PR #1360, opened 2017-08-30
Add flow and typescript presets to repl

bmax:
Add https://github.com/babel/babel/pull/6168 to website

### DIFF
--- a/js/repl/PluginConfig.js
+++ b/js/repl/PluginConfig.js
@@ -71,6 +71,11 @@ const presetPluginConfigs: Array<PluginConfig> = [
     isPreLoaded: true,
   },
   {
+    label: "flow",
+    package: "babel-preset-flow",
+    isPreLoaded: true,
+  },
+  {
     label: "stage-0",
     package: "babel-preset-stage-0",
     isPreLoaded: true,
@@ -88,6 +93,11 @@ const presetPluginConfigs: Array<PluginConfig> = [
   {
     label: "stage-3",
     package: "babel-preset-stage-3",
+    isPreLoaded: true,
+  },
+  {
+    label: "typescript",
+    package: "babel-preset-typescript",
     isPreLoaded: true,
   },
 ];
--- a/scripts/repl.js
+++ b/scripts/repl.js
@@ -8,11 +8,13 @@
     'es2015-loose',
     'es2016',
     'es2017',
+    'flow',
     'react',
     'stage-0',
     'stage-1',
     'stage-2',
-    'stage-3'
+    'stage-3',
+    'typescript'
   ];
 
   var targets = [


existentialism:
@bmax Thanks!

Couple thoughts:

- Should we disable typescript if flow is enabled and vice versa since they can't both be?

- Right now the [REPL defaults to 6](https://github.com/babel/website/blob/master/js/repl/loadBabel.js#L5) and selecting either flow/typescript results in an "Invalid preset" error. Maybe we can put a min version in  `presetPluginConfigs` so that flow/typescript only appear with babel-standalone `>=7.0.0-alpha.20`?

hzoo:
@existentialism the parser should already error if you turn on both so it just depends on if it's worth putting that in the UI to disable it (no?)

existentialism:
Yeah, I know... can defer, it's just better UX to me if we prevent users from doing things that lead to errors.

Daniel15:
> Maybe we can put a min version in presetPluginConfigs so that flow/typescript only appear with babel-standalone >=7.0.0-alpha.20?

Instead of adding a version restraint, let's filter them out when not available (if `Babel.availablePresets.flow` or `Babel.availablePresets.typescript` are null). As we used to say back in the older days, "feature detection > user-agent detection" 😛

existentialism:
@Daniel15 👍 good point!

hzoo:
Where can we make that check?

Daniel15:
Likely whatever is using [presetPluginConfigs in PluginConfig.js](https://github.com/babel/website/blob/47b27dede1b5573b0aab5bbc8c95991293988ad8/js/repl/PluginConfig.js) should check if the plugin is available. @bvaughn should have some ideas where it should be added, or if the logic already exists.

bvaughn:
> @bvaughn should have some ideas where it should be added, or if the logic already exists.

We could add a new attribute to the config, I guess, that specifies if a preset is mutually exclusive with another preset. This could still be "broken" by setting both values on in the URL, although I guess that would be unlikely. I don't really believe this is necessary though, or worth the complexity. I don't think users are going to try to turn on both Flow _and_ TypeScript, and if they did- I think whatever error would be shown to them in the UI would be self-explanatory.

By the way, this looks broken? 😄 

[With "flow" preset enabled"](https://deploy-preview-1360--babel.netlify.com/repl/#?babili=false&browsers=&build=&builtIns=false&circleciRepo=&code_lz=C4TwDgpgBAZg9nAXFAzsATgSwHYHMoC8UARAIYBGAxsQNxA&debug=false&evaluate=false&lineWrap=true&presets=flow&prettier=false&showSidebar=true&targets=&version=6.26.0): 
> Invalid preset specified in Babel options: "flow"

[With "typescript" preset enabled](https://deploy-preview-1360--babel.netlify.com/repl/#?babili=false&browsers=&build=&builtIns=false&circleciRepo=&code_lz=C4TwDgpgBAZg9nAXFAzsATgSwHYHMoC8UARAIYBGAxsQNxA&debug=false&evaluate=false&lineWrap=true&presets=typescript&prettier=false&showSidebar=true&targets=&version=6.26.0):
> Invalid preset specified in Babel options: "typescript"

Task brief: Return the lines above exactly, keeping every word.

Result below:
PR #1360, opened 2017-08-30
Add flow and typescript presets to repl

bmax:
Add https://github.com/babel/babel/pull/6168 to website

### DIFF
--- a/js/repl/PluginConfig.js
+++ b/js/repl/PluginConfig.js
@@ -71,6 +71,11 @@ const presetPluginConfigs: Array<PluginConfig> = [
     isPreLoaded: true,
   },
   {
+    label: "flow",
+    package: "babel-preset-flow",
+    isPreLoaded: true,
+  },
+  {
     label: "stage-0",
     package: "babel-preset-stage-0",
     isPreLoaded: true,
@@ -88,6 +93,11 @@ const presetPluginConfigs: Array<PluginConfig> = [
   {
     label: "stage-3",
     package: "babel-preset-stage-3",
+    isPreLoaded: true,
+  },
+  {
+    label: "typescript",
+    package: "babel-preset-typescript",
     isPreLoaded: true,
   },
 ];
--- a/scripts/repl.js
+++ b/scripts/repl.js
@@ -8,11 +8,13 @@
     'es2015-loose',
     'es2016',
     'es2017',
+    'flow',
     'react',
     'stage-0',
     'stage-1',
     'stage-2',
-    'stage-3'
+    'stage-3',
+    'typescript'
   ];
 
   var targets = [


existentialism:
@bmax Thanks!

Couple thoughts:

- Should we disable typescript if flow is enabled and vice versa since they can't both be?

- Right now the [REPL defaults to 6](https://github.com/babel/website/blob/master/js/repl/loadBabel.js#L5) and selecting either flow/typescript results in an "Invalid preset" error. Maybe we can put a min version in  `presetPluginConfigs` so that flow/typescript only appear with babel-standalone `>=7.0.0-alpha.20`?

hzoo:
@existentialism the parser should already error if you turn on both so it just depends on if it's worth putting that in the UI to disable it (no?)

existentialism:
Yeah, I know... can defer, it's just better UX to me if we prevent users from doing things that lead to errors.

Daniel15:
> Maybe we can put a min version in presetPluginConfigs so that flow/typescript only appear with babel-standalone >=7.0.0-alpha.20?

Instead of adding a version restraint, let's filter them out when not available (if `Babel.availablePresets.flow` or `Babel.availablePresets.typescript` are null). As we used to say back in the older days, "feature detection > user-agent detection" 😛

existentialism:
@Daniel15 👍 good point!

hzoo:
Where can we make that check?

Daniel15:
Likely whatever is using [presetPluginConfigs in PluginConfig.js](https://github.com/babel/website/blob/47b27dede1b5573b0aab5bbc8c95991293988ad8/js/repl/PluginConfig.js) should check if the plugin is available. @bvaughn should have some ideas where it should be added, or if the logic already exists.

bvaughn:
> @bvaughn should have some ideas where it should be added, or if the logic already exists.

We could add a new attribute to the config, I guess, that specifies if a preset is mutually exclusive with another preset. This could still be "broken" by setting both values on in the URL, although I guess that would be unlikely. I don't really believe this is necessary though, or worth the complexity. I don't think users are going to try to turn on both Flow _and_ TypeScript, and if they did- I think whatever error would be shown to them in the UI would be self-explanatory.

By the way, this looks broken? 😄 

[With "flow" preset enabled"](https://deploy-preview-1360--babel.netlify.com/repl/#?babili=false&browsers=&build=&builtIns=false&circleciRepo=&code_lz=C4TwDgpgBAZg9nAXFAzsATgSwHYHMoC8UARAIYBGAxsQNxA&debug=false&evaluate=false&lineWrap=true&presets=flow&prettier=false&showSidebar=true&targets=&version=6.26.0): 
> Invalid preset specified in Babel options: "flow"

[With "typescript" preset enabled](https://deploy-preview-1360--babel.netlify.com/repl/#?babili=false&browsers=&build=&builtIns=false&circleciRepo=&code_lz=C4TwDgpgBAZg9nAXFAzsATgSwHYHMoC8UARAIYBGAxsQNxA&debug=false&evaluate=false&lineWrap=true&presets=typescript&prettier=false&showSidebar=true&targets=&version=6.26.0):
> Invalid preset specified in Babel options: "typescript"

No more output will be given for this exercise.